TITLE: Learning from labeled and unlabeled data

PROJECT SUPERVISOR: Prof. Tom Mitchell, tom.mitchell@cs.cmu.edu

DESCRIPTION: The recent paper by Blum & Mitchell on co-training proposes an algorithm for learning from unlabeled as well as labeled data in certain problem settings (see www.cs.cmu.edu/afs/cs.cmu.edu/project/theo-11/www/wwkb/colt98_final.ps). In this project you will be expected to read and understand this paper, and to extend the experimental results in this paper. In particular, I have some ideas for creating synthetic data sets that test the robustness of the algorithm to changes in the problem setting discussed in the paper.
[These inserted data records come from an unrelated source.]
PR #412, opened 2026-06-23
feat(search): support message_type filters

danshapiro:
Adds first-class message_type filtering across text, API, vector, and hybrid search.

- Parses message_type/type search filters into structured queries.
- Applies message-type filters in store/API search and vector/hybrid backends.
- Documents the filter in command quickstart search help.


wesm:
looking at this

PR #413, opened 2026-06-23
feat(vector): support scoped embedding builds

danshapiro:
Depends on #412. This branch is stacked on the message_type filter PR until that lands.

- Adds vector embedding build scope configuration for selected message types.
- Applies the scope when seeding pending work for SQLite and PostgreSQL vector backends.
- Enqueues embeddings for messages imported by Synctech SMS local/Drive syncs.


wesm:
looking at this

wesm:
I think I'll have to wait to rebase this after #411 lands

PR #51, opened 2019-06-19
origin modal filter items

ryan-mahoney:
#### Summary of changes
**Asana Ticket:** [⏱Schedules | Input box - Stops filter textbox](https://app.asana.com/0/555089885850811/1122431599573150)

Screen Shot 2019-06-20 at 11 47 00 AM

<br>
Assigned to: @meagonqz


apps/site/assets/ts/components/Modal.tsx
```diff
@@ -48,44 +61,21 @@ const ModalContent = ({
...
-    // Deactivate
-    return () => {
-      if (bodyWrapper) {
-        bodyWrapper.setAttribute("aria-hidden", "false");
-        htmlElement.classList.remove("modal-open");
-        bodyWrapper.style.paddingRight = bodyPadding;
-      }
-      trap.deactivate();
-    };
-  });
```
meagonqz: If you add a dependency array of [] here (as the last arg to the hook) then I think it solves your problem without getting rid of the focus trap and adding extra logic.

You will want to do something like ` focusElementId={state.modalId === "origin" ? "origin-search" : ...}`

ryan-mahoney: incredible. Thank you so much for pointing this out!

ingridpierre:
image

Changes requested:
- Bold for title
- Since the search isn't a search it's a filter it would be nice to change the placeholder to "Filter stops and stations"
- Since selecting required, "Select from the list below" is more appropriate than "Or select.."
- Can we make just the div with the stop list scroll rather than the entire modal? I want to draw more attention to the filter since people tended to miss it before.

ingridpierre:
image
- Intermittently seeing the modal ignore my direction selection. In other words, the stop list sometimes shows the stops for the wrong direction.

ryan-mahoney:
I figured out the sorting issue: the component needs to take into consideration the default direction sorting that is set on the controller level -- fixed.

============================================================================

TITLE: Similarity matching in high-dimensional space on discrete data

PROJECT SUPERVISOR: Prof. Latanya Sweeney, Heinz School, latanya.sweeney@cmu.edu

DESCRIPTION: Given a database with hundreds of attributes (or fields) and thousands of tuples (or records), finding similar tuples (records) is very difficult and we do not have any efficient algorithms to accomplish this task. I have some ideas for new algorithms that may prove to be effective. In this project, you will implement these algorithms and explore variants to determine their effectiveness.

============================================================================

TITLE: Using a repository of old text to answer new questions

PROJECT SUPERVISOR: Latanya Sweeney

DESCRIPTION: Consider a repository of email messages in which discussion center around living with a disease, such as celiac, heart disease or diabetes. Frequently new people become diagnosed and join the list, resulting in a good number of questions being asked repeatedly. Unfortunately, messages do not adhere to a restricted vocabulary and so traditional web-based keyword searching is often ineffective. In this project, you will use and evaluate algorithms to generate responses to new email messages based on the repository of old email messages. You can begin with a Bayesian text classifier [as discussed in class: Lewis, 1991; Lang, 1995; Joachims, 1996] and a semantic generalization algorithm I have constructed and based on your analysis, explore interesting variants to determine the effectiveness of this new approach.

============================================================================

Datamining of consumer purchase data

Professor Kannan Srinivasan, GSIA, kannans@smtp2.andrew.cmu.edu

Tom: The easiest thing would be to ask any one who is interested in looking at consumer purchase (frequently bought or frequently transacted) to see me. I can explain to them my research work in this area. I have several ideas and expect that at least some of them would be interested in that. Cheers. Kannan

PS If they want to see me as a group, that would be fine too.